> **ABOUT THIS TASK**
Transcribe the data below verbatim from the line with "jrbourbeau, line 117: Small" to the line with "If you know". Include both of those lines.

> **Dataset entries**
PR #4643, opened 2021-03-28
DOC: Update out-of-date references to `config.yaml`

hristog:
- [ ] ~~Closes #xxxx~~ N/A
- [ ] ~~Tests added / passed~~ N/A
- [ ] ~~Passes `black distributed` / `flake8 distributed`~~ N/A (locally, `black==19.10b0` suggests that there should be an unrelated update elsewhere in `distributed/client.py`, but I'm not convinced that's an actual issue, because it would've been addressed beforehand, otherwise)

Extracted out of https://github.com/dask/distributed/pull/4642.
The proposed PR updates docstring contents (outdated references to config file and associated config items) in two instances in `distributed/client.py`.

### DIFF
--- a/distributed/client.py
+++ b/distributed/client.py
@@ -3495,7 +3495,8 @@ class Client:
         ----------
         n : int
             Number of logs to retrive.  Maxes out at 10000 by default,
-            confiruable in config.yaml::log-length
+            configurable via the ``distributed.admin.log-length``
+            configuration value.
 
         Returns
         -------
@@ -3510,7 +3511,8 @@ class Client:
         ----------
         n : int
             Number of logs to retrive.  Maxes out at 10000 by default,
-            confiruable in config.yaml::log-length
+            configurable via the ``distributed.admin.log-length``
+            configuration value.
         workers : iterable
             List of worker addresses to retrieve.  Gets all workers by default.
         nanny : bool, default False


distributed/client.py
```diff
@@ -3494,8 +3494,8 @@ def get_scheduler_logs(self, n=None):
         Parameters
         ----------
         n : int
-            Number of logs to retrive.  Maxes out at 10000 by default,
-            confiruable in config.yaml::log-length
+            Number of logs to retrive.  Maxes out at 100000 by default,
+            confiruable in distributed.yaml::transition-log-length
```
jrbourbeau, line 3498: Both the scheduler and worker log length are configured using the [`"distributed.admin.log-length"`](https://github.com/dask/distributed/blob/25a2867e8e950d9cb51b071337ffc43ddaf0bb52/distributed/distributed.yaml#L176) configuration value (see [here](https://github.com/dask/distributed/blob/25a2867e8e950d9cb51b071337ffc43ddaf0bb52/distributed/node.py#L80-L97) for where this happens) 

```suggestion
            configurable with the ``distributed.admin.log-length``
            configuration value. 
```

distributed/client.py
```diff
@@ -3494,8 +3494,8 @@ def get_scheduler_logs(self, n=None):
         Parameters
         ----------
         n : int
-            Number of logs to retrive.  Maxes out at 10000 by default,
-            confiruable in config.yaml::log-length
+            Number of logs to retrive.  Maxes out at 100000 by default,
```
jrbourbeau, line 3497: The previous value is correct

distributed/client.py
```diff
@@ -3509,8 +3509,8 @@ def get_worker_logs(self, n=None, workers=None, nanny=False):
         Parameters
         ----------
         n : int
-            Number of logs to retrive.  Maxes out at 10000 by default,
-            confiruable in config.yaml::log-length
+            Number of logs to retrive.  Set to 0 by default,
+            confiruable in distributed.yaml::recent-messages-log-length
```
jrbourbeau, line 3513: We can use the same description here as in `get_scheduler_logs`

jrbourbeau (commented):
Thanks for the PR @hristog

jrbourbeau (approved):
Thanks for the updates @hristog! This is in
* * *
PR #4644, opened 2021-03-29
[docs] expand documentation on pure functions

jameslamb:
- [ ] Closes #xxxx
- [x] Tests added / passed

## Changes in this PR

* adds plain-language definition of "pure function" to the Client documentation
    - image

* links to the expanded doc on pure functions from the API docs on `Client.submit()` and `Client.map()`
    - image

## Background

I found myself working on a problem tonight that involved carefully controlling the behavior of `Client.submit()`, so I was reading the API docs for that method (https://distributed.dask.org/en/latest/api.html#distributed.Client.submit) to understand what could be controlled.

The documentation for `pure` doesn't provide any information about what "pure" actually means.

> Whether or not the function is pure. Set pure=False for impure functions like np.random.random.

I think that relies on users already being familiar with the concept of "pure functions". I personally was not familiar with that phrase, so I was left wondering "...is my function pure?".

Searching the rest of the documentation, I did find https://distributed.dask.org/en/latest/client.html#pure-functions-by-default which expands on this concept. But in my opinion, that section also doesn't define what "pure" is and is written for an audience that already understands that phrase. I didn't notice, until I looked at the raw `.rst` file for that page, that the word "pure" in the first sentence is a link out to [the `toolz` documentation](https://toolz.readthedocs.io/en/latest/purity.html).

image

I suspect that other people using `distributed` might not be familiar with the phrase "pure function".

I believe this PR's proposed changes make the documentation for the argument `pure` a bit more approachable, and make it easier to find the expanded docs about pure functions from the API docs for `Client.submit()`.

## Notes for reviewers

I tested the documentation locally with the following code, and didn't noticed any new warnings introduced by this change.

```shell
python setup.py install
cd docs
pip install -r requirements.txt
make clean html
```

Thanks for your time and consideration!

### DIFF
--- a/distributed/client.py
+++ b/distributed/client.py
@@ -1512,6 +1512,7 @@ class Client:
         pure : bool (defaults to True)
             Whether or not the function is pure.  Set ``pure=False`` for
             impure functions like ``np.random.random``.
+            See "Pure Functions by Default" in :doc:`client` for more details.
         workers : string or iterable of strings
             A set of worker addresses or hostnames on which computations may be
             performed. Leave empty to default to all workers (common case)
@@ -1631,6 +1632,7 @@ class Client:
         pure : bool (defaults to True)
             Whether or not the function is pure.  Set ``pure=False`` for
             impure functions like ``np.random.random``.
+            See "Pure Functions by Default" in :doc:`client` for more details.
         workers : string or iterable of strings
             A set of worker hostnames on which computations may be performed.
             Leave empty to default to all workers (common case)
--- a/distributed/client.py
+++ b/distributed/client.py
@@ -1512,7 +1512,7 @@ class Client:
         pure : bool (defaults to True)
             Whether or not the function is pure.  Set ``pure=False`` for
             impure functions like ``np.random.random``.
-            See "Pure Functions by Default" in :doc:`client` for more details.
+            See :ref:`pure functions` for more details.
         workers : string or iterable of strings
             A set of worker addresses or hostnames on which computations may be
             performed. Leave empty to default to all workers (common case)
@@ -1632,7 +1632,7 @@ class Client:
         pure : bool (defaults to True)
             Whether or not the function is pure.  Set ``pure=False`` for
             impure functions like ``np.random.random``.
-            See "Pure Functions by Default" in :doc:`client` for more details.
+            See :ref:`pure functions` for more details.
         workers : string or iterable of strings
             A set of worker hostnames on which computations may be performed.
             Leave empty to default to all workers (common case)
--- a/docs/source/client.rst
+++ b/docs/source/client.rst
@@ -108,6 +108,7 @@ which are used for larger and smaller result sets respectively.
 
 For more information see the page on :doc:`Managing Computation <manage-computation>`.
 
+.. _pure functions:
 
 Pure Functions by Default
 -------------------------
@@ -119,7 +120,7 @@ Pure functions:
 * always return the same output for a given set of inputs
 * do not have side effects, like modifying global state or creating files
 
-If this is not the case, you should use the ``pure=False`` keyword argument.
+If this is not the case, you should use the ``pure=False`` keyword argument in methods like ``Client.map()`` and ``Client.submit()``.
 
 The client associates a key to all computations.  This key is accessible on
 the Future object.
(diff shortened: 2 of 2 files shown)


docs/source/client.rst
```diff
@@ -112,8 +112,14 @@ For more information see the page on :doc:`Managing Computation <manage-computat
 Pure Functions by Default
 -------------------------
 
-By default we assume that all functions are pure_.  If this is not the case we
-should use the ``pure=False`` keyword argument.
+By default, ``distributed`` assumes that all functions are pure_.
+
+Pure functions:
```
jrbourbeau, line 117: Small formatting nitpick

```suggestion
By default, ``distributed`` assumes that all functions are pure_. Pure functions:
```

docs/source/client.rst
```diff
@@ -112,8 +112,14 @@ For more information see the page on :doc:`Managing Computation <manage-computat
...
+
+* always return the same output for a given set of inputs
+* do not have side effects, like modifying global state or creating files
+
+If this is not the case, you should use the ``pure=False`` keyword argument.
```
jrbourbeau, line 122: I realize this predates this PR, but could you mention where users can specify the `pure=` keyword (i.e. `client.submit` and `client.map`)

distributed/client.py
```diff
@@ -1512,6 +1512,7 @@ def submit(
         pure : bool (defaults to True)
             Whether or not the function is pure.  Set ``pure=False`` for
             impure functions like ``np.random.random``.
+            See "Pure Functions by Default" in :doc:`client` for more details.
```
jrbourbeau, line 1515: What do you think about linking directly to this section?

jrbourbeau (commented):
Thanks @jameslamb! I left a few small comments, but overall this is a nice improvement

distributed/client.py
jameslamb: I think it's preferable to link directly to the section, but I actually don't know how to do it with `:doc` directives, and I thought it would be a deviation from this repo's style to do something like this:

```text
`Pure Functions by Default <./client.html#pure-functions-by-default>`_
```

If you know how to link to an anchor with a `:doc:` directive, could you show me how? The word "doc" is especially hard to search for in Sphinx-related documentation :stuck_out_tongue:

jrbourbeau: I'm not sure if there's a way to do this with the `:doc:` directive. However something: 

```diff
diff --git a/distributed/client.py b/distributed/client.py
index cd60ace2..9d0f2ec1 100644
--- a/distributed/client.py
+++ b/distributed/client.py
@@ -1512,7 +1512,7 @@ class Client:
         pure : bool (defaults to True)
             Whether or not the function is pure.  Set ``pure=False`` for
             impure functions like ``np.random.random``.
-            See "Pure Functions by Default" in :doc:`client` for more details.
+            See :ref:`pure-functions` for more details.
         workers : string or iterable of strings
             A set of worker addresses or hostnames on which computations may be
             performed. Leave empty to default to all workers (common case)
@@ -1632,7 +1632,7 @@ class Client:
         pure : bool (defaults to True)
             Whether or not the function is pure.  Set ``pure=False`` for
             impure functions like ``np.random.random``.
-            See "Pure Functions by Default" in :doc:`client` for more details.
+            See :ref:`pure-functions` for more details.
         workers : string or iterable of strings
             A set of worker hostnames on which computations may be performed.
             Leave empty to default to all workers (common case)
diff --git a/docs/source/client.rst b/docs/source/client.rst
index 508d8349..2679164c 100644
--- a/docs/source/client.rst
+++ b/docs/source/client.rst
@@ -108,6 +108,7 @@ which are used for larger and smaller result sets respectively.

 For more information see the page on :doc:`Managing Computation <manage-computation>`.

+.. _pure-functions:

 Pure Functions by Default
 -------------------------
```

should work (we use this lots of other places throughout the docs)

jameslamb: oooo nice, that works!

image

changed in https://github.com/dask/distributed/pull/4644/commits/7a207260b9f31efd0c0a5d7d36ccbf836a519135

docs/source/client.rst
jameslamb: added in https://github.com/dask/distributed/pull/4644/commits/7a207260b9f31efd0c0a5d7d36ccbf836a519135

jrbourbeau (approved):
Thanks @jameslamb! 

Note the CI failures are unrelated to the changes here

> **TASK RESULT**
jrbourbeau, line 117: Small formatting nitpick

```suggestion
By default, ``distributed`` assumes that all functions are pure_. Pure functions:
```

docs/source/client.rst
```diff
@@ -112,8 +112,14 @@ For more information see the page on :doc:`Managing Computation <manage-computat
...
+
+* always return the same output for a given set of inputs
+* do not have side effects, like modifying global state or creating files
+
+If this is not the case, you should use the ``pure=False`` keyword argument.
```
jrbourbeau, line 122: I realize this predates this PR, but could you mention where users can specify the `pure=` keyword (i.e. `client.submit` and `client.map`)

distributed/client.py
```diff
@@ -1512,6 +1512,7 @@ def submit(
         pure : bool (defaults to True)
             Whether or not the function is pure.  Set ``pure=False`` for
             impure functions like ``np.random.random``.
+            See "Pure Functions by Default" in :doc:`client` for more details.
```
jrbourbeau, line 1515: What do you think about linking directly to this section?

jrbourbeau (commented):
Thanks @jameslamb! I left a few small comments, but overall this is a nice improvement

distributed/client.py
jameslamb: I think it's preferable to link directly to the section, but I actually don't know how to do it with `:doc` directives, and I thought it would be a deviation from this repo's style to do something like this:

```text
`Pure Functions by Default <./client.html#pure-functions-by-default>`_
```

If you know how to link to an anchor with a `:doc:` directive, could you show me how? The word "doc" is especially hard to search for in Sphinx-related documentation :stuck_out_tongue:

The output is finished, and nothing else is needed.